PR #90, opened 2022-12-08
Class22 105 get all reviews and get reviews by product id endpoint

ShravyaGurmitkal:
# Description:

Reviews router has two routes one will get all reviews and other one will get reviews by productID

# Jira:

https://hackyourfuture-dk.atlassian.net/browse/CLASS22-105


packages/server/api/routes/reviews.router.js
```diff
@@ -0,0 +1,62 @@
...
+ *  get:
+ *    tags:
+ *    - reviews
+ *    summary: Get all reviews
+ *    description:
+ *      Will return all reviews.
+ *    produces: application/json
+ *    responses:
+ *      200:
+ *        description: Successful request
```
miltonhultgren: Please describe the shape of the returned data. Is it a list? What properties do the items in that list have?

packages/server/api/routes/reviews.router.js
```diff
@@ -0,0 +1,62 @@
...
+router.get('/', (req, res, next) => {
+  reviewsController
+    .getAllReviews()
+    .then((result) => res.json(result))
+    .catch(next);
+});
+
+/**
+ * @swagger
+ * /reviews/{productId}:
```
miltonhultgren: I don't think this should be a path variable, I'd rather see it as a query parameter. 

Path segments are meant to express **resources**. So `/users` is the list of all user resources, `/users/{id}` gives you a specific User resource based on it's ID. 

So here, `/reviews` gives you a list of all reviews, and `/reviews/{id}` should give me the review with that ID but that's not what you mean here. 

You mean to **filter** the list of `reviews` to only those that have the matching product ID. So I would say `/reviews?product={ID}` instead.

packages/server/api/controllers/reviews.controller.js
```diff
@@ -0,0 +1,38 @@
...
+const getAllReviews = async () => {
+  try {
+    const allReviews = await knex.select().table('reviews');
+
+    if (allReviews.length === 0) {
+      throw new HttpError(`No reviews`, 404);
+    }
+    return allReviews;
+  } catch (error) {
+    return error.message;
```
miltonhultgren: By having this catch here, you remove the point of using HttpError, since it will catch that an unwrap it again. 

You could check if the `error` is a instance of `HttpError` and act based on that.

packages/server/api/controllers/reviews.controller.js
```diff
@@ -0,0 +1,38 @@
...
+  }
+};
+
+const getReviewsByProductId = async (productId) => {
+  if (!productId) {
```
miltonhultgren: This won't really work, what if I pass in 0. 0 is a number but it's falsy so this check will throw. 
Also note that in HTTP all parameters are strings, so you need to convert it to a number first. 

Roughly, you should combine a "not empty" check with a `parseInt` check.

miltonhultgren (changes requested):

RZhyvitskyi (dismissed):

packages/server/api/routes/reviews.router.js
```diff
@@ -0,0 +1,44 @@
...
+ *      200:
+ *        description: Successful request
+ *      5XX:
+ *        description: Unexpected error.
+ */
+router.get('/', (req, res, next) => {
+  if (req.query.productId) {
+    reviewsController
+      .getReviewsByProductId(req.query.productId)
+      .then((result) => res.json(result))
```
orhantoy, line 35: Looks like if the `productId` query parameter is set, this route will attempt to send 2 responses. The first one here and the next one on line 40. We can't send 2 responses so the second call will fail and show something in the terminal. Can you try this out and fix?

packages/server/api/controllers/reviews.controller.js
```diff
@@ -0,0 +1,42 @@
+const knex = require('../../config/db');
+const HttpError = require('../lib/utils/http-error');
+
+const getAllReviews = async () => {
+  try {
+    const allReviews = await knex.select().table('reviews');
```
orhantoy, line 6: When would we need to get all reviews? Wouldn't it always be scoped per product, like the other function does?

ShravyaGurmitkal: Can you explain this bit more @orhantoy

miltonhultgren: This function gets **all** reviews, not just the reviews for **one** product (like the other handler in the controller).

ShravyaGurmitkal: Yeah it will return all the reviews like the all products endpoint. Actually we don't need Allreviews endpoint we need only the getreviewsbyproductId endpoint. If you say I can remove that allReviews endpoint

shpomp (dismissed):
As per my understanding, we would just need to describe the response shape and maybe remove getAll in the future - in regards to what was fixed and what was not. 

A lot of good effort to develop and fix things here @ShravyaGurmitkal 💪🏽 
From your replies I also believe you understood and learned something new by the fixes as per review comments 🙏🏽 
Let's merge now and keep in mind that some small changes might still come.

viedamayanti (dismissed):

ShravyaGurmitkal:
@shpomp I have learnt new things while fixing the issues. Yeah later if needed changes will do it.
But now migration is failed I can't merge. Need to check on it.

PR #91, opened 2022-12-09
feature(Modal): new generic component

viedamayanti:
# Description:

# Jira:

https://hackyourfuture-dk.atlassian.net/browse/CLASS22-98

### DIFF
--- a/packages/client/src/components/ProductReviews/ProductReviews.component.js
+++ b/packages/client/src/components/ProductReviews/ProductReviews.component.js
@@ -2,32 +2,29 @@ import React, { useState } from 'react';
 import PropTypes from 'prop-types';
 import { DisplayReviews } from './DisplayReviews/DisplayReviews.component';
 import './ProductReviews.styles.css';
+import Modal from '../Modal/Modal.component';
 
 export const ProductReviews = ({ AllReviews }) => {
-  const [reviews, setReviews] = useState([AllReviews[0]]);
+  const [openModal, setOpenModal] = useState(false);
 
-  const handleMoreReviews = () => {
-    if (reviews.length !== AllReviews.length) {
-      const reviewsIndex = reviews.length;
-      setReviews(reviews.concat(AllReviews[reviewsIndex]));
-    }
+  const toggleModal = () => {
+    setOpenModal(false);
+    document.body.style.overflow = 'visible';
   };
 
   return (
     <div className="product-reviews-wrapper">
-      <h1>Reviews ({AllReviews.length})</h1>
+      <h1 onClick={() => setOpenModal(true)} role="presentation">
+        Reviews ({AllReviews.length})
+      </h1>
 
-      <DisplayReviews reviews={reviews} />
+      <DisplayReviews review={AllReviews[0]} />
 
-      {reviews.length !== AllReviews.length && (
-        <button
-          type="button"
-          onClick={handleMoreReviews}
-          className="readMore-reviews"
-        >
-          Read more
-        </button>
-      )}
+      <Modal title="Reviews" open={openModal} toggle={toggleModal}>
+        {AllReviews.map((review) => {
+          return <DisplayReviews review={review} />;
+        })}
+      </Modal>
     </div>
   );
 };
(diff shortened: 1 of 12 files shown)


packages/client/src/components/ModalComponent/ModalComponent.js
```diff
@@ -0,0 +1,26 @@
+import React from 'react';
+import PropTypes from 'prop-types';
+import './modal.styles.css';
+
+const ModalComponent = ({ handleModal }) => {
```
shpomp: We need some more props to make it really generic and reusable, right? 

So the modal does not know what it needs to show, it just needs to behave right. I think, as a minimum, we would get from props:
modalHeader
modalBody
toggleModal

packages/client/src/components/ModalComponent/ModalComponent.js
```diff
@@ -0,0 +1,26 @@
...
+  return (
+    <div className="overlay">
+      <div className="modal-container">
+        <h5>This is the review pop up</h5>
+        <button
+          type="button"
+          onClick={() => handleModal()}
```
shpomp: would toggleModal() be better?

packages/client/src/components/ModalComponent/ModalComponent.js
```diff
@@ -0,0 +1,26 @@
+import React from 'react';
+import PropTypes from 'prop-types';
+import './modal.styles.css';
+
+const ModalComponent = ({ handleModal }) => {
+  return (
+    <div className="overlay">
+      <div className="modal-container">
+        <h5>This is the review pop up</h5>
```
shpomp: This modal is not just for reviews, so let's start with dynamic body content right away 🙏🏽

packages/client/src/components/ProductReviews/ProductReviews.component.js
```diff
@@ -2,20 +2,31 @@ import React, { useState } from 'react';
...
 
   const handleMoreReviews = () => {
     if (reviews.length !== AllReviews.length) {
       const reviewsIndex = reviews.length;
       setReviews(reviews.concat(AllReviews[reviewsIndex]));
     }
   };
+  const handleModal = () => {
+    setOpenModal(false);
+  };
```
shpomp:
```suggestion
  const toggleModal = () => {
    setShowModal(!showModal);
  };
```

This would be more generic.

shpomp (changes requested):
Very nice 🤩 

A few small fixes to make it really generic and ready to display anything! 


The style will also need a rehaul, which I am sure you know 🙏🏽 
The overlay should be the whole page and the modal should be centered. It should also have min/max height and width, but we can do it the next round!

image

shpomp:
Also, `ModalComponent` can be just `Modal`. 😉

packages/client/src/components/ModalComponent/ModalComponent.js
RZhyvitskyi: I think it's done now

packages/client/src/components/ProductReviews/ProductReviews.component.js
RZhyvitskyi: Done 👍

RZhyvitskyi (dismissed):

RZhyvitskyi:
Mostly it's ready to use for everything.

Have some issue with border.

packages/client/src/containers/ProductReviewContainer/ProductReviewsContainer.js
```diff
@@ -0,0 +1,83 @@
...
+  // useEffect(() => {
+  //   const fetchReviewsByProductId = async () => {
+  //     const response = await fetch(`${apiURL()}/reviews/4`);
+  //     const reviewsProductData = await response.json();
+
+  //     setReviews(reviewsProductData);
+  //   };
+
+  //   fetchReviewsByProductId();
+  // }, [reviews]);
```
shpomp: 🗑️

shpomp (dismissed):

RZhyvitskyi (dismissed):

shravanipagilla (approved):

RZhyvitskyi (approved):

shpomp:
@shravanipagilla @RZhyvitskyi as per common guidelines, you need a peer and a mentor review, which != 2 peers. 👌🏽

PR #78, opened 2020-11-23
Make sure to stop when the sender end is dropped

svanharmelen:
When a channel does not have any senders, you will get a specific error indicating that the channel got disconnected.


locka99:
Thanks for the update!

PR #81, opened 2020-12-07
Use the current thread runtime for Tokio tasks

svanharmelen:
The default runtime is a threaded runtime which spawns a background
thread running a reactor instance and then creates a threadpool (with
the number of threads equal the the number of available CPU cores).

Now this creates a lot of threads, especially when multiple runtimes
are started, like in the client package. And while having a lot of
threads should not be a problem, Tokio needs to be able to communicate
between these threads so it (on Linux) creates unix pipes for that.
On an 16 core machine this resulted in around 144 handles per client.

On our system and the way we use multiple clients in our application
this caused us to hit the 1024 default open file handle limit. In most
cases that limit can easily be updated, but in our case that isn't an
option/solution. So I went looking at the code to see if there was an
"easy" fix and it seems there is one... As all the runtimes that are
created are actually created inside new dedicated threads, it seems
that using that single thread for the new runtime is a more efficient
solution which seems to be inline with how things were intended to
work.

I made the required changes in this PR and hope this is indeed inline
with how you intended to use Tokio. I excluded the runtime in the main
`run_server` function as I can imagine in that particular case it could
make sense to use a threaded runtime (now sure, can of cause make the
change for this one as well if you want).

Super curious what you think about this and if this is an acceptable PR.

### DIFF
--- a/server/src/http/mod.rs
+++ b/server/src/http/mod.rs
@@ -97,6 +97,7 @@ pub fn run_http_server(
     server_state: Arc<RwLock<ServerState>>,
     connections: Arc<RwLock<Connections>>,
     server_metrics: Arc<RwLock<ServerMetrics>>,
+    single_threaded_executor: bool,
 ) {
     let address = String::from(address);
     let base_path = PathBuf::from(content_path);
@@ -146,9 +147,16 @@ pub fn run_http_server(
 
     // Spawn a tokio task to monitor for quit and to shutdown the http server
     thread::spawn(move || {
-        tokio::run(quit_task.map(move |_| {
-            info!("HTTP server will be stopped");
-            let _ = addr.send(server::StopServer { graceful: false });
-        }));
+        let task = {
+            quit_task.map(move |_| {
+                info!("HTTP server will be stopped");
+                let _ = addr.send(server::StopServer { graceful: false });
+            })
+        };
+        if !single_threaded_executor {
+            tokio::runtime::run(task);
+        } else {
+            tokio::runtime::current_thread::run(task);
+        }
     });
 }
--- a/client/src/builder.rs
+++ b/client/src/builder.rs
@@ -236,6 +236,13 @@ impl ClientBuilder {
         self.config.session_timeout = session_timeout;
         self
     }
+
+    /// Configures the client to use a single-threaded executor. The default executor uses a
+    /// thread pool with a worker thread for each CPU core available on the system.
+    pub fn single_threaded_executor(mut self) -> Self {
+        self.config.single_threaded_executor = true;
+        self
+    }
 }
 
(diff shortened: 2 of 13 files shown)


locka99:
I think we should put this into a helper function and control the behaviour from configuration so the runtime can be fixed to 1 thread or many.

svanharmelen:
Sounds good... If you can point me to an example in this repo so I can try to use the same pattern? If not I'll try to come up with something myself 👍🏻

locka99:
The server has a config.rs and a builder.rs containing a ServerConfig and ServerBuilder respectively. Likewise for the Client and ClientConfig and ClientBuilder.  So if we added a single_threaded_executor property (defaulting to false) to each side then someone could set it like so:

```
Server server = ServerBuilder::new()
    .single_threaded_executor()
    .server()
    .unwrap();
```

Similarly for the client. 

Then in the places that create the executor could be passed the flag from somewhere that has the config to decide which executor to use.

svanharmelen:
Thanks, I'll have a look at this one later today!

svanharmelen:
@locka99 I just found some time to update this PR according to your feedback. Please let me know if this works for you, or that you would like additional changes. Thanks!

svanharmelen:
Rebased this one to fix the merge conflict introduced by merging PR #87

server/src/http/mod.rs
```diff
@@ -146,9 +147,16 @@ pub fn run_http_server(
 
     // Spawn a tokio task to monitor for quit and to shutdown the http server
     thread::spawn(move || {
-        tokio::run(quit_task.map(move |_| {
-            info!("HTTP server will be stopped");
-            let _ = addr.send(server::StopServer { graceful: false });
-        }));
+        if !single_threaded_executor {
+            tokio::runtime::run(quit_task.map(move |_| {
```
locka99, line 151: Can you assign this closure to a variable, e.g. stop_server_task because the if/else are running the same closure.

svanharmelen: Yeah, agree that would be better 👍🏻

svanharmelen:
Updated to make it a little more DRY

svanharmelen:
Hi @locka99! Please let me know if there are any other suggestions/comments I should take a look at, or if all is good now. Thanks!

locka99:
I'll take a look tomorrow. I've been away from the project for a few weeks so I have to catch up. Only pushed one change a few days ago.

locka99:
Thanks I've taken this in. I think when I look at the tokio 1.0 changes there might be a further refactor to consolidate the performance tuning settings in their own config section.

svanharmelen:
Thanks! And sounds good 👍🏻

PR #83, opened 2020-12-08
client support multi chunks

nkbai:
client support multi chunks:
and it's better to move MessageChunkWithChunkInfo to core module,but that will cause refactor of chunk


locka99:
Thanks for the patch I'll take it because I've tested the patch and it handles the CreateSessionResponse but there are still issues with the server.

PR #84, opened 2020-12-16
Add option to skip additional certificate validations

svanharmelen:
This option is sometimes also called `ssl-no-verify` and allows clients to accept certificates that have incorrect values.

We need to connect to a lot of endpoints that we cannot manage ourselves and we get all kinds of errors with the certificates. Fixing those errors is difficult as we do not always have the required access ourselves, yet the endpoints are all 100% trusted. So this options allows us to connect dispite of those errors.

### DIFF
--- a/client/src/builder.rs
+++ b/client/src/builder.rs
@@ -157,6 +157,15 @@ impl ClientBuilder {
         self
     }
 
+    /// Sets whether the client should verify server certificates. Regardless of this setting,
+    /// server certificates are always checked to see if they are trusted and have a valid key
+    /// length. In addition (if `verify_server_certs` is unset or is set to `true`) it will
+    /// verify the hostname, application uri and the not before / after values to ensure validity.
+    pub fn verify_server_certs(mut self, verify_server_certs: bool) -> Self {
+        self.config.verify_server_certs = verify_server_certs;
+        self
+    }
+
     /// Sets the pki directory where client's own key pair is stored and where `/trusted` and
     /// `/rejected` server certificates are stored.
     pub fn pki_dir<T>(mut self, pki_dir: T) -> Self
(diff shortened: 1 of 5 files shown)


locka99:
skip_verify_certs should be false by default - security by default. Also worth checking if rejected certs are implicitly trusted if they're in the trusted/ folder without a patch

svanharmelen:
> skip_verify_certs should be false by default

Oeps, that's a refactor error from my side. I was definitely not intending to change the default behavior!

svanharmelen:
@locka99 just updated the default, sorry about that!

Not sure what your mean with `Also worth checking if rejected certs are implicitly trusted if they're in the trusted/ folder without a patch`?

So manually place an otherwise rejected cert in the trusted folder and then check if it will be accepted with `skip_verify_certs` set to `true`?

locka99:
To clarify my comment the current code puts certs in a rejected folder if it doesn't like them, but it may be if you just copy the rejected cert over to the trusted folder that it will function without adding any additional code. If it does then that might be the easiest thing for your use case.

svanharmelen:
Ah, I see... Well even if that would work, I'm afraid it would not be a solution for our use case. Our application offers end users the ability to add new OPC connections through a web interface. Of course they will not have access to the machine where this code actually runs on, so they will not (and should not) be able to manually move certificates around.

Regardless of our use case, I doubt if it would even work looking at how and when this code is called. From a client perspective this is called during the [`create_session`](https://github.com/locka99/opcua/blob/master/client/src/session.rs#L1002) call and is used to validate the certificate. Looking at the logic in the [`validate_or_reject_application_instance_cert`](validate_application_instance_cert) function, it starts by making a call to [`validate_application_instance_cert`](https://github.com/locka99/opcua/blob/master/crypto/src/certificate_store.rs#L246) which then does all tests top to bottom. So it does not return early when the cert is confirmed to be in the trusted dir...

locka99:
Thanks I'll take it if it solves a problem for you. I may need to come back and revise some of the security settings from a config point of view because I have some work to do them for certificate signing / revocation I'll have to do at some point.

svanharmelen:
Thanks @locka99! Really glad this could be merged as it really does solve a problem for us. Thanks!

PR #90, opened 2021-01-25
Always use the supplied hostname when connecting

svanharmelen:
When you use the function `connect_to_endpoint_id` the code uses a function called `find_matching_endpoint` which substitutes the advertised hostname with the one the client supplied.

But when using `connect_to_endpoint` it uses a function called `find_server_endpoint` which does successfully match even if the hostname is different, but in that case it doesn’t substitute the advertised hostname.

This can cause issues when using IP addresses i.c.w. a NAT connection, have a difference in the actual hostname vs the used DNS name or when the server uses a hostname that is not resolvable so you need to connect using an IP address.

It seems this was also an issue with `connect_to_endpoint_id` as there is a mention of this in the code:

```
// Issue #16, #17 - the server may advertise an endpoint whose hostname is inaccessible
// to the client so substitute the advertised hostname with the one the client supplied.
```

So I figured we could just update the code to use that same code path in `connect_to_endpoint` as well. Hope this is indeed OK and that there isn’t a specific reason for not allowing this when using `connect_to_endpoint`.

Thanks!

### DIFF
--- a/client/src/client.rs
+++ b/client/src/client.rs
@@ -13,7 +13,7 @@ use std::{
 use opcua_core::{
     comms::url::{
         hostname_from_url, is_opc_ua_binary_url, is_valid_opc_ua_url, server_url_from_endpoint_url,
-        url_matches, url_matches_except_host, url_with_replaced_hostname,
+        url_matches_except_host, url_with_replaced_hostname,
     },
     config::Config,
 };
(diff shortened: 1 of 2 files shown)


svanharmelen:
@locka99 any feedback on this one?

locka99:
Thanks I'll take this. Sorry for the delay.

svanharmelen:
Thanks!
++++++++++
| What the exercise asks |
Which lines in the records above hold the string "fetchReviewsByProductId"? Copy each of them.

| Exercise result |
+  //   const fetchReviewsByProductId = async () => {
+  //   fetchReviewsByProductId();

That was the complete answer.